Ihr Hinweis zum Renaissance-Theater war genau so ein Beispiel, wo ein Riesenbetrag aus der Summe jedes Jahr erneut gegeben wurde. Die Jury hat nicht gesagt, sie kriegen es nicht mehr, weswegen wir gesagt haben, dann können wir mit der Regelung aufhören und einen eigenen Titel schaffen, damit es sich nicht jedes Mal aus dem Topf heraus speist, was es sowieso gemacht hätte. Deshalb ist es überhaupt kein Vergleich, der in diesem Zusammenhang zulässig ist.

Danke schön! – Eine Nachfrage des Kollegen Birk von Bündnis 90/Die Grünen – bitte schön!

Vielen Dank, Herr Präsident! – Ein weiteres Beispiel für ein Abweichen von einer Juryentscheidung war die Förderung der Hans-Wurst-Nachfahren, was wir begrüßt haben.

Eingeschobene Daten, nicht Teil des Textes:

PR #108, opened 2017-11-24
Updated code to handle new AnalyzeError raised by the

hiker:
improved-error-message branch of fparser.

Not to be merged before a new release of fparser is done that includes the above branch (till then some tests will fail).


hiker:
I properly fixed some issues in my latest update, but this will need a new fparser release before it can be merged.

hiker:
Merged into #107 since fparser was updated by now, so am closing this,

Issue #91, opened 2017-10-13
Remove unecessary __init__.py files


arporter:
It turns out that I was over zealous in adding `__init__.py` files when I re-structured PSyclone. In fact there should only be such files in directories that contain packages. That means that we should have just one such file in `src/psyclone`.

rupertford:
pr #111 is now on master. Closing this issue.

PR #111, opened 2017-12-04
Remove superfluous __int_.py files

arporter:
This PR is for work done under #91. It is a small change that just removes those `__init__.py` files that are not required. In theory this would leave us one such file in `src/psyclone` as that is where all our packages are. However, the test suite also imports a deliberately-broken package from `src/psyclone/tests/test_files` so I've had to leave one in there too. I'm not sure if there's a better way of doing this but I figure this is an improvement over what is currently on master.


arporter:
Note that some of the tests on travis will fail because, by default, the latest version of fparser gets installed. When I 'fixed' this (by specifying version 0.0.5 in `setup.py`) all tests passed.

Das haben Sie zweimal gemacht. Insofern ist es natürlich möglich. Deswegen frage ich Sie: Werden Sie, wenn Sie jetzt über Lösungen nachdenken, die Kammeroper in die Lage versetzen, sich weiter um die Basisförderung bewerben zu können? Dazu braucht man schließlich eine Finanzierung, die überhaupt ermöglicht, Aufführungen machen zu können.